M. Claude Jeannerot, rapporteur. Notre collègue Michelle Meunier vient de présenter les arguments justifiant le rejet de cette motion.

L’objet même du présent projet de loi, faut-il le rappeler, est de développer l’emploi. C’est la priorité, la finalité absolue de ce texte.

Je prendrai quelques exemples. À court terme, nous mettons en place la réforme du chômage partiel et les accords de maintien dans l’emploi. À moyen terme, nous prenons des mesures structurelles, que nous examinerons les jours prochains, comme la création du compte personnel de formation, et qui feront sentir leurs effets dans quelque temps.

Pour toutes ces raisons, la commission a émis un avis défavorable sur cette motion tendant à opposer la question préalable.

M. le président. La parole est à M. le ministre.

M. Michel Sapin, ministre. Le Gouvernement émet lui aussi un avis défavorable.

M. le président. La parole est à Mme Isabelle Pasquet, pour explication de vote.

Mme Isabelle Pasquet. Monsieur le président, monsieur le ministre, mes chers collègues, la motion que vient de défendre Éliane Assassi s’inscrit dans une continuité partagée.

À gauche, nous nous sommes tous mobilisés aux côtés des salariés pour refuser la réforme Fillon de 2003, le contrat nouvelle embauche, ou CNE, le contrat première embauche, ou CPE, et, plus récemment encore, l’article 40 de la loi Warsmann qui autorise les employeurs à moduler, sans l’accord des salariés, leurs horaires et leurs amplitudes de travail.
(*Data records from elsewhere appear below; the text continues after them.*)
PR #2160, opened 2022-05-14
Origin/spec dispatchers outstanding queries set should time out entries after a minute

Jovonni:
## Description
Adding support for event-driven management of a Node's outstanding queries to the network.

This PR abstracts outstanding queries from a map, defined below, to a class: 

```typescript 
readonly outstandingQueries: Map<string, StreamID> = new Map()
```

```OutstandingQueries``` defines properties to be used in conditional logic supporting multiple responses being considered by a single node in response to the nodes ```Query``` to the network. 

In essence, this creates a 1-to-many relationship between a ```Query ID```, and a ```Query Response```. Before, this was a **strictly** 1-to-1.

Currently, upon a node receiving a response from the network, inside:
```javascript
async _handleResponseMessage(message: ResponseMessage): Promise<void> {
```

The node will remove the value in the outstanding queries map corresponding with the key, queryId:
https://github.com/ceramicnetwork/js-ceramic/blob/942a7c1cd1985ebc3d36070aa5dee8e25211fcc9/packages/core/src/dispatcher.ts#L362

This change allows for a node to continue to consider more than 1 response from the network, in response to its own query. 

## How Has This Been Tested?
This has been tested with a single node connected to the network. Manual monitoring of node behavior while querying the network, and receiving responses. Unit tests are also integrated for outstanding queries. 

- [X] Units Tests for Outstanding Queries Passing
- [X] Behavioral Test on a running node performing the intended actions.

## PR checklist

## References:


package.json
```diff
@@ -37,6 +37,7 @@
   },
   "prettier": "eslint-config-3box/prettier.config",
   "dependencies": {
+    "@types/js-priority-queue": "^0.0.6",
```
ukstv, line 40: It seems, this package is not needed.

packages/core/src/dispatcher.ts
```diff
@@ -345,21 +345,34 @@ export class Dispatcher {
...
-      if (!newTip) {
-        throw new Error(
-          "Response to query with ID '" +
-            queryId +
-            "' is missing expected new tip for StreamID '" +
-            expectedStreamID +
-            "'"
-        )
+    const outstandingQuery = this.messageBus.outstandingQueries.queryMap.get(queryId)
+    if(outstandingQuery == undefined){
```
ukstv, line 349: pls, use prettier, Cmd+Option+Shift+P in WebStorm to auto-format the code

packages/core/src/dispatcher.ts
```diff
@@ -345,21 +345,34 @@ export class Dispatcher {
...
+      console.warn(`Response to query with ID ${queryId} is not a valid outstanding query`)
```
ukstv, line 350: IMO, it is better to do
```
if (!outstandingQuery) {
  console.warn(`...`)
  return
}
// .. and here goes your else-block
```

ukstv: or, alternatively, there is a question mark operator in TS: https://www.delftstack.com/howto/typescript/question-mark-in-typescript/

Could work like `const expectedStreamID = outstandingQuery?.streamID`.

packages/core/src/dispatcher.ts
```diff
@@ -345,21 +345,34 @@ export class Dispatcher {
...
-      this.messageBus.outstandingQueries.delete(queryId)
-      // TODO Iterate over all streams in 'tips' object and process the new tip for each
+    }
+
+    //either way, cleanup outstanding queries
+    try{
+      this.messageBus.outstandingQueries.cleanUpExpiredQueries();
+    }catch(e){
+      const errorMessage = `Error in _handle while trying ot clean up outstanding queries, ${e.message}`
+      console.error(errorMessage)
```
ukstv, line 374: Consider using logger

packages/core/src/pubsub/message-bus.ts
```diff
@@ -26,11 +26,16 @@ function betweenTimeout<T>(betweenMs: number): UnaryFunction<Observable<T>, Obse
   )
 }
 
+/*
+  @active-branch
```
ukstv, line 30: ?!

packages/core/src/pubsub/message-bus.ts
```diff
@@ -68,7 +73,16 @@ export class MessageBus extends Observable<PubsubMessage> implements Subscriptio
...
     const queryMessage = buildQueryMessage(streamId)
     this.next(queryMessage)
-    this.outstandingQueries.set(queryMessage.id, streamId)
+    const timeNow: number = Date.now();
+    const query = new Query(timeNow, streamId, queryMessage.id);
+    
+    try{
+      //add query to outstanding query set
+      this.outstandingQueries.add(queryMessage.id, query)
+    }catch(e){
```
ukstv, line 82: definitely, prettier

packages/core/src/pubsub/message-bus.ts
```diff
@@ -68,7 +73,16 @@ export class MessageBus extends Observable<PubsubMessage> implements Subscriptio
   queryNetwork(streamId: StreamID): Observable<CID> {
     const queryMessage = buildQueryMessage(streamId)
     this.next(queryMessage)
-    this.outstandingQueries.set(queryMessage.id, streamId)
+    const timeNow: number = Date.now();
+    const query = new Query(timeNow, streamId, queryMessage.id);
+    
+    try{
+      //add query to outstanding query set
+      this.outstandingQueries.add(queryMessage.id, query)
```
ukstv, line 81: Does it even makes sense for `outstandingQueries.add` to throw an error?

packages/core/src/pubsub/outstanding-queries.ts
```diff
@@ -0,0 +1,129 @@
...
+}
+
+/**
+ * Query abstraction with a timestamp, streamID, and queryID
+ */
+export class Query implements IQuery {
+    timestamp: number;
+    streamID: StreamID;
+    queryID: string;
+    constructor(t: number, sid: StreamID, qid: string){
```
ukstv, line 25:
```suggestion
    constructor(readonly timestamp: number, readonly streamID: StreamID, readonly queryID: string){
```

Works as a shortcut for lines 22-24, 26-28. They are not needed anymore.

packages/core/src/pubsub/outstanding-queries.ts
```diff
@@ -0,0 +1,129 @@
...
+
+    //otherwise they are equal, return RHS
+    return -1;
+
+};
+
+/**
+ * Outstanding Queries Abstraction holding the query map, and queue
+ */
+export class OutstandingQueries {
```
ukstv, line 58: Could you add a comment, telling what it is and what it does, please?

packages/core/src/pubsub/outstanding-queries.ts
```diff
@@ -0,0 +1,129 @@
...
+        this.queryQueue.enqueue(query);
+        return true;
+      }catch(e){
+        const errorMessage = `Error in OutstandingQueries.add(), ${e.message}`
+        console.error(errorMessage)
+        throw new Error(errorMessage)
+      }
+    }
+
+    remove(topQuery: Query) : Boolean {
```
ukstv, line 81:
```suggestion
    remove(topQuery: Query) : boolean {
```

Beware the dragons: https://developer.mozilla.org/en-US/docs/Web/JavaScript/Reference/Global_Objects/Boolean

packages/core/src/pubsub/outstanding-queries.ts
```diff
@@ -0,0 +1,129 @@
...
+          
+          const differenceInMinutes = Math.round(((diffMs % 86400000) % 3600000) / 60000); // minutes
+          
+          if(differenceInMinutes > this._minutesThreshold){
+              try{
+                this.remove(topQuery);
+                //recursively check if the most prioritized query can be cleaned
+                this.cleanUpExpiredQueries()
+              }catch(e){
+                const errorMessage = `Error in OutstandingQueries.cleanUpExpiredQueries(), ${e.message}`
```
ukstv, line 117: Smells not good. 1) I fail to see what benefit it provides while hiding an original error. 2) Please, use logger. Or do not log here, instead relying on error messages in a hope that a caller would log the error.

ukstv:
Note on your dev env: We use Node.js v16 and npm v8. Even if you use yarn, please, do not commit yarn artefacts like `yarn.lock`.

packages/core/src/dispatcher.ts
```diff
@@ -345,21 +345,27 @@ export class Dispatcher {
...
-            queryId +
-            "' is missing expected new tip for StreamID '" +
-            expectedStreamID +
-            "'"
-        )
-      }
-      this.repository.stateManager.update(expectedStreamID, newTip)
-      this.messageBus.outstandingQueries.delete(queryId)
-      // TODO Iterate over all streams in 'tips' object and process the new tip for each
+    const outstandingQuery = this.messageBus.outstandingQueries.queryMap.get(queryId)
```
stbrody, line 348: what if this response message isn't for a query we sent?  Then the outstanding query won't be in the set.  Looks like as written we would wind up throwing an exception on line 352, but it's totally expected behavior that pubsub might contain RESPONSE messages that have nothing to do with this node.  We shouldn't error in that case.  We should probably check if there's no outstanding query for this queryId and early return without error from _handleResponseMessage if so

packages/core/src/dispatcher.ts
```diff
@@ -345,21 +345,27 @@ export class Dispatcher {
...
+          expectedStreamID +
+          "'"
+      )
+    }
+    this.repository.stateManager.update(expectedStreamID, newTip)
+    // TODO Iterate over all streams in 'tips' object and process the new tip for each
+
+    //either way, cleanup outstanding queries
+    try {
+      this.messageBus.outstandingQueries.cleanUpExpiredQueries()
```
stbrody, line 365: I think this should happen automatically inside the outstandingQueries object every time a new query is added.  That way the garbage collection can be entirely an implementation detail of the OutstandingQueries class, and calling code doesn't need to know anything about it, or have to remember to call anything to make sure it happens.

packages/core/src/pubsub/__tests__/outstanding-queries.test.ts
```diff
@@ -0,0 +1,143 @@
...
+    outstandingQueries.add(testQueryID, q1)
+    assert(outstandingQueries.queryMap.size === 1)
+    assert(outstandingQueries.queryQueue.size() === 1)
+    outstandingQueries.remove(q1)
+    expect(outstandingQueries.queryMap.size).toEqual(0)
+
+    expect(outstandingQueries.queryQueue.size()).toEqual(0)
+  })
+
+  test('Oustanding Queries, cleanUpExpiredQueries', async () => {
```
stbrody, line 124: would be good to have a test where some of the queries are expired and others aren't, to make sure it only cleans up the ones that are actually expired.

packages/core/src/pubsub/outstanding-queries.ts
```diff
@@ -0,0 +1,102 @@
...
+  if (a.timestamp < b.timestamp) {
+    return -1
+  }
+
+  //otherwise they are equal, return RHS
+  return -1
+}
+
+/**
+ * Outstanding Queries Abstraction holding the query map, and queue.
```
stbrody, line 42: this comment has more information about implementation details (holds a map and queue) than about what this class represents and how it's used.  How about something like:

"OutstandingQueries tracks a set of all query messages that have been sent to pubsub, for which we are still waiting on a response pubsub message.  It also takes care of garbage collecting old queries that have been outstanding for more than 1 minute."

packages/core/src/pubsub/outstanding-queries.ts
```diff
@@ -0,0 +1,102 @@
...
+ * This class contains the Queue & Map representing the outstanding queries being expected from the network
+ */
+export class OutstandingQueries {
+  readonly queryQueue: PriorityQueue<IQuery> = new PriorityQueue<IQuery>(compareQueryTimestamps)
+  readonly queryMap: Map<string, Query> = new Map()
+  readonly _logger: DiagnosticsLogger = new DiagnosticsLogger(LogLevel.important, false)
```
stbrody, line 48: there should be a single logger instance for an entire Ceramic node.  We shouldn't be constructing new loggers on the fly, but rather any class that needs access to the logger should take it as an argument in its constructor, and should be provided the Ceramic-wide logger instance during process initialization.

In this case though, OutstandingQueries should be a simple container object and I don't think should be doing any logging anyway

packages/core/src/pubsub/outstanding-queries.ts
```diff
@@ -0,0 +1,102 @@
...
+  //set the time in minutes we want to allow outstanding requests to be considered
+  private _minutesThreshold = 1
+
+  add(id: string, query: Query): boolean {
+    //enforce no duplicate outstanding queries
+    if (this.queryMap.get(id) != undefined) {
```
stbrody, line 54: query ids are deterministically generated from the query contents, so it's actually totally normal to send multiple queries with the same queryid.

I think if a query with a duplicate queryid is added it should replace the existing query (i.e. update its expiration time)

packages/core/src/pubsub/outstanding-queries.ts
```diff
@@ -0,0 +1,102 @@
...
+
+  remove(topQuery: Query): boolean {
+    try {
+      //remove queryId key for top query
+      this.queryMap.delete(topQuery.queryID)
+      //dequeue top query
+      this.queryQueue.dequeue()
+      return true
+    } catch (e) {
+      const errorMessage = `Error in OutstandingQueries.remove(), ${e.message}`
```
stbrody, line 73: none of this code should throw.  This is a simple storage type, adding/removing from a map or priority queue should never fail.  There should be no need for try/catches, logging errors, or throwing any exceptions within this class

packages/core/src/pubsub/outstanding-queries.ts
```diff
@@ -0,0 +1,102 @@
...
+    } else {
+      // add to map
+      this.queryMap.set(id, query)
+      // add to queue
+      this.queryQueue.enqueue(query)
+      return true
+    }
+  }
+
+  remove(topQuery: Query): boolean {
```
stbrody, line 65: no need for a boolean return type when it always returns true.  The mutation functions here can all be `void` methods

packages/core/src/pubsub/outstanding-queries.ts
```diff
@@ -0,0 +1,102 @@
...
+    }
+  }
+
+  /**
+   * Event-driven method to clean up outdates outstanding queries
+   * @param
+   * @public
+   */
+  cleanUpExpiredQueries() {
+    if (this.queryQueue.size() > 0) {
```
stbrody, line 85:
```suggestion
    if (!this.queryQueue.size()) {
      return
    }
```

stbrody: Early returns allow you to avoid an extra indentation level and help keep code much more readable IMO

packages/core/src/pubsub/outstanding-queries.ts
```diff
@@ -0,0 +1,102 @@
...
+      const topQuery: Query = this.queryQueue.front()
+      const diffMs = Date.now() - topQuery.timestamp // milliseconds
+      const differenceInMinutes = Math.round(((diffMs % 86400000) % 3600000) / 60000) // minutes
+      if (differenceInMinutes > this._minutesThreshold) {
+        try {
+          this.remove(topQuery)
+          //recursively check if the most prioritized query can be cleaned
```
stbrody, line 92: I think this code would be much simpler and easier to read if it was written iteratively instead of recursively.  Then you also don't need to worry about exhausting the stack if there are a lot of expired queries.

packages/stream-tile-handler/src/tile-document-handler.ts
```diff
@@ -273,3 +273,4 @@ export class TileDocumentHandler implements StreamHandler<TileDocument> {
     return cacao
   }
 }
+
```
stbrody, line 276: rm extraneous change to this file, helps keep the git history clean when files are only updated by real changes

stbrody (changes requested):
good foundation, some small comments throughout

packages/core/src/pubsub/outstanding-queries.ts
oed: @Jovonni can you please mark comments you addressed as resolved?

Makefile
```diff
@@ -0,0 +1,35 @@
+build:
```
stbrody, line 1: please don't check in a Makefile into the repo.  If you want one locally that's fine if it's helpful for your workflow but we shouldn't put this into the codebase.

ukstv (approved):

packages/core/src/pubsub/__tests__/outstanding-queries.test.ts
stbrody: sorry where? I'm not seeing it

packages/core/src/pubsub/outstanding-queries.ts
```diff
@@ -0,0 +1,93 @@
...
+export class OutstandingQueries {
+  readonly queryQueue: PriorityQueue<IQuery> = new PriorityQueue<IQuery>(compareQueryTimestamps)
+  readonly queryMap: Map<string, Query> = new Map()
+  //set the time in minutes we want to allow outstanding requests to be considered
+  private _minutesThreshold = 1
+
+  add(id: string, query: Query): void {
+    //enforce no duplicate outstanding queries
+    this.cleanUpExpiredQueries()
+    if (this.queryMap.get(id) == undefined) {
```
stbrody, line 55: I think if a duplicate query id gets added it should replace the existing entry, updating its expiration time, rather than keeping the older expiration time around.  Otherwise you might age out a query from the set that's less than a minute old because there was a previous query for the same id that was older

packages/core/src/pubsub/__tests__/outstanding-queries.test.ts
```diff
@@ -0,0 +1,161 @@
...
+    expect(outstandingQueries.queryMap.size).toEqual(0)
+    expect(outstandingQueries.queryQueue.size()).toEqual(0)
+  })
+
+  test('Oustanding Queries, restrict duplicate outstanding queries', async () => {
+    const t1 = new Date('2022-05-12T10:20:30Z').getTime()
+    const testQueryID = 'testID'
+    const q1 = new Query(t1, FAKE_STREAM_ID, testQueryID)
+    outstandingQueries.add(testQueryID, q1)
+    expect(!outstandingQueries.add(testQueryID, q1))
```
stbrody, line 159: the `add` method is a void method, so this `expect` check isn't really checking anything since `add` has no return value

stbrody: I think this test should be updated to test that when a duplicate query id is added, the timestamp in the set is updated to that of the newer query

packages/core/src/pubsub/outstanding-queries.ts
```diff
@@ -0,0 +1,93 @@
...
+      // add to map
+      this.queryMap.set(id, query)
+      // add to queue
+      this.queryQueue.enqueue(query)
+    }
+  }
+
+  remove(topQuery: Query): void {
```
stbrody, line 63: do we need a remove method?  Is it used anywhere?  Better to keep the API smaller if we don't need it

packages/core/src/pubsub/outstanding-queries.ts
```diff
@@ -0,0 +1,93 @@
...
+    //remove queryId key for top query
+    this.queryMap.delete(topQuery.queryID)
+    //dequeue top query
+    this.queryQueue.dequeue()
+  }
+
+  /**
+   * Event-driven method to clean up outdates outstanding queries
```
stbrody, line 71:
```suggestion
   * Event-driven method to clean up outdated outstanding queries
```

packages/core/src/pubsub/outstanding-queries.ts
```diff
@@ -0,0 +1,93 @@
...
+   * @param
+   * @public
+   */
+  cleanUpExpiredQueries(): void {
```
stbrody, line 75: Let's make this private.  There's no reason for consuming code to ever call this directly since it's called as part of the `add()` method.  Always good to keep the surface area of public APIs as small as possible

stbrody, line 75:
```suggestion
  private _cleanUpExpiredQueries(): void {
```

packages/core/src/pubsub/outstanding-queries.ts
```diff
@@ -0,0 +1,93 @@
...
+    for (const _ of this.queryQueue.toArray()) {
```
stbrody, line 76:
```suggestion
    while (isExpired(this.queryQueue.front())
```

stbrody: If you take the logic of lines 78-80 and put them into a `isExpired` helper method that can take a Query object and tell you whether or not it is expired, then you can have the logic of the loop here be checking the exact condition you want, rather than having it set to iterate over the entire set, but have a `break` inside the loop body

packages/core/src/pubsub/outstanding-queries.ts
stbrody: I see now we use it in `cleanUpExpiredQueries`.  Let's just make this private then

packages/core/src/pubsub/outstanding-queries.ts
```diff
@@ -0,0 +1,93 @@
...
+      const topQuery: Query = this.queryQueue.front()
+      const diffMs = Date.now() - topQuery.timestamp // milliseconds
+      const differenceInMinutes = Math.floor(diffMs / 1000 / 60)
+      if (differenceInMinutes > this._minutesThreshold) {
+        try {
+          this.remove(topQuery)
```
stbrody, line 82: why would remove() ever throw?

stbrody (changes requested):
getting close, a few final suggestions

packages/core/src/pubsub/__tests__/outstanding-queries.test.ts
```diff
@@ -139,23 +139,27 @@ describe('Outstanding Queries', () => {
...
     const t1 = new Date('2022-05-12T10:20:30Z').getTime()
     const testQueryID = 'testID'
     const q1 = new Query(t1, FAKE_STREAM_ID, testQueryID)
     outstandingQueries.add(testQueryID, q1)
-    expect(!outstandingQueries.add(testQueryID, q1))
+    const t2 = new Date('2022-05-13T10:20:30Z').getTime()
+    const q2 = new Query(t2, FAKE_STREAM_ID, testQueryID)
+    outstandingQueries.add(testQueryID, q2)
+    expect(outstandingQueries.queryMap.size == 1)
+    expect(outstandingQueries.queryQueue.size() == 1)
```
stbrody, line 163: would be good to also test that the query in the map has the new timestamp not the old one

packages/core/src/pubsub/outstanding-queries.ts
```diff
@@ -67,27 +72,24 @@ export class OutstandingQueries {
...
+    } else {
+      return false
+    }
+  }
+
   /**
-   * Event-driven method to clean up outdates outstanding queries
+   * Event-driven method to clean up outdated outstanding queries
    * @param
    * @public
```
stbrody, line 88: private

packages/core/src/pubsub/outstanding-queries.ts
```diff
@@ -67,27 +72,24 @@ export class OutstandingQueries {
     this.queryQueue.dequeue()
   }
 
+  private _isExpired(query: Query): boolean {
+    const diffMs = Date.now() - query?.timestamp // milliseconds
+    const differenceInMinutes = Math.floor(diffMs / 1000 / 60)
+    if (differenceInMinutes > this._minutesThreshold) {
```
stbrody, line 78: could just be `return differenceInMinutes > this._minutesThreshold`

packages/core/src/pubsub/outstanding-queries.ts
```diff
@@ -67,27 +72,24 @@ export class OutstandingQueries {
...
-        } catch (e) {
-          const errorMessage = `Error in OutstandingQueries.cleanUpExpiredQueries(), ${e.message}`
-          throw new Error(errorMessage)
-        }
-      } else {
-        // front queue is not expired, stop iteration over queue
-        break
-      }
+  private _cleanUpExpiredQueries(): void {
+    while (this._isExpired(this.queryQueue.front())) {
```
stbrody, line 91: nice, very clean now

packages/core/src/pubsub/outstanding-queries.ts
```diff
@@ -0,0 +1,95 @@
...
+      this.queryQueue.enqueue(query)
+    } else {
+      //replace query
+      this.remove(query)
+      this.queryMap.set(id, query)
+      this.queryQueue.enqueue(query)
+    }
+  }
+
+  remove(topQuery: Query): void {
```
stbrody, line 68:
```suggestion
  private _remove(topQuery: Query): void {
```

stbrody (approved):
LGTM!  A few small cleanups suggested, but feel free to go ahead and merge after addressing them.

Nice work!

stbrody (approved):
LGTM, feel free to merge!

Dans cette même continuité, le MEDEF se mobilise depuis des années aux côtés de la droite pour faire reculer les droits des salariés. Or la lecture des articles 12 et 13 de ce projet de loi me laisse penser que ceux-ci s’intègrent dans la même logique. Ils permettent en effet aux employeurs de licencier le salarié sans autre motif que son refus légitime de voir amputée une partie de son salaire, quand aucun effort équivalent n’est exigé des actionnaires.

Licencier sans motif, c’est l’obsession du patronat. Avec le CNE était ainsi créée une prétendue période d’essai de deux ans durant laquelle l’employeur pouvait interrompre à tout moment le contrat, sans avoir à se justifier. Le CPE, qui avait la même fonction, devait quant à lui être appliqué aux jeunes pendant deux années, au cours desquelles les employeurs pouvaient licencier les salariés.

L’offensive du patronat s’est poursuivie avec l’adoption, en 2008, des ruptures dites « conventionnelles », qui permettent là encore aux employeurs de rompre un contrat de travail, sans avoir à invoquer de motif.

Or nous le savons toutes et tous, sur les travées de gauche, et nous l’avons rappelé, ces ruptures conventionnelles constituent un outil massif de licenciement, notamment des salariés les plus âgés. Aujourd’hui, avec près de 250 000 cas par an, c’est la première forme de rupture contractuelle.

La preuve est ainsi cyniquement faite que faciliter la rupture du contrat de travail n’encourage pas l’embauche, mais la débauche !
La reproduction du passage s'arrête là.